Number of candidate patterns for various insertion ratios.

Similarly, it is observed that in very sparse and dense datasets, such as the ones depicted in Fig. 23c and d, the PRE-HAUUIMI, FUP-HAUIMI, and FUP-based algorithms may require checking more candidate patterns. However, for other datasets, like those in Fig. 23a,b,e, these algorithms surpass the performance of the IHAUPM algorithm and even achieve the best outcomes, as demonstrated in Fig. 23f.

In terms of runtime performance, the proposed PRE-HAUUIMI, FUP-HAUIMI, and FUP-based algorithms outshine the alternative approaches. This can be attributed to the efficiency derived from the FUP concept and the AUL structure, enabling a significant reduction in runtime. Considering the overall results, it can be inferred that while the PRE-HAUUIMI, FUP-HAUIMI, and FUP-based algorithms require additional memory usage and may need to check more candidate patterns in certain scenarios, nevertheless, they consistently achieve higher levels of efficiency and effectiveness in the majority of cases.

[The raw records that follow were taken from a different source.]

PR #41, opened 2026-03-02
feat: Docker Compose setup with Caddy reverse proxy

gabiudrescu:
Hey there! 👋

First off, great project. I just discovered Claude Code Karma and I love what you've built here. Thanks for putting this together and maintaining it.

I wanted to make it easier to get started without installing Python and Node locally, so I put together a Docker Compose setup. The idea is a single `docker compose up` (or `make up`) and everything runs behind a Caddy reverse proxy on port 8080.

**What's in this PR:**

- Three containers: Caddy (reverse proxy), FastAPI API, SvelteKit frontend
- `~/.claude` is mounted read-only by default so nothing gets modified
- A Makefile for common operations (`make up`, `make dev`, `make health`, etc.)
- A GitHub Actions workflow that builds and pushes images to GHCR on merge to main
- A small change to `frontend/src/lib/config.ts` to handle both browser and SSR API URLs (the existing local dev workflow is unchanged)

I tested this locally and it works well. Dashboard loads, API returns projects, health checks pass. I might be missing edge cases though, so any feedback is welcome.

**Known limitation: live sessions don't show in Docker.**

The live session tracker hook writes state files to `~/.claude_karma/live-sessions/` on the host. In Docker, the API container uses a named volume for `/root/.claude_karma` (because it also writes the SQLite metadata database there), so it doesn't see the host's live session files. Mounting `~/.claude_karma` directly from the host would create SQLite locking conflicts between the container and any native API instance.

A longer-term solution might be replacing SQLite with PostgreSQL or MySQL as a separate container. That would cleanly separate the database from the filesystem, allow the host's `~/.claude_karma/live-sessions/` to be mounted read-only without locking issues, and open the door for multi-instance setups down the road. Just a thought, not sure if that aligns with the project's goals.

No rush on reviewing this. Happy to adjust anything. 🙏

Gabi Udrescu
productowner.ro


gabiudrescu:
Ok. Good to know that. Please reach out if I can help in any way.

gabiudrescu:
Any updates?

PR #50, opened 2026-03-17
fix: support Windows path encoding for projects, sessions, and subagents

linhkk3214:
## Summary

Claude Code on Windows encodes project paths differently from Unix, causing the app to show **no projects, broken sessions, and 500 errors on subagent pages** when running on Windows.

**Root cause:** Claude Code encodes paths by replacing path separators with dashes:
- Unix: `/Users/me/repo` → `-Users-me-repo` (leading `-`)
- Windows: `C:\Code\Tools` → `C--Code-Tools` (drive letter + `--`)

All directory-scan guards used `startswith("-")`, so Windows-encoded dirs like `C--Code-Tools` were silently skipped. Additionally, file reads used the Windows default `cp1252` encoding instead of UTF-8, causing `UnicodeDecodeError` crashes on subagent pages.

### Core path encoding (`api/models/project.py`)
- `encode_path()`: handle Windows absolute paths (`C:\...` → `C--...`)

Among them, the PRE-HAUUIMI algorithm performs the best, with the exception of very sparse datasets with long transactions or extremely dense datasets.

Taking these findings into account, it becomes evident that there are numerous directions that can be explored to further enhance and improve the iHAUIM algorithm, catering to the ever-evolving and dynamic demands of data mining.

Conclusion

A detailed summary of different algorithms for the IHAUIM problem is presented in this paper. We provide an all-inclusive and current analysis of IHAUIM algorithms in dynamic datasets and propose a classification system for the existing IHAUIM techniques. We explore various iHAUIM algorithms for modifying datasets in dynamic data settings, streaming data, and sequential datasets, and evaluate the advantages and drawbacks of the most advanced approaches. Additionally, we identify the significant areas for future research in incremental high-average utility itemset mining.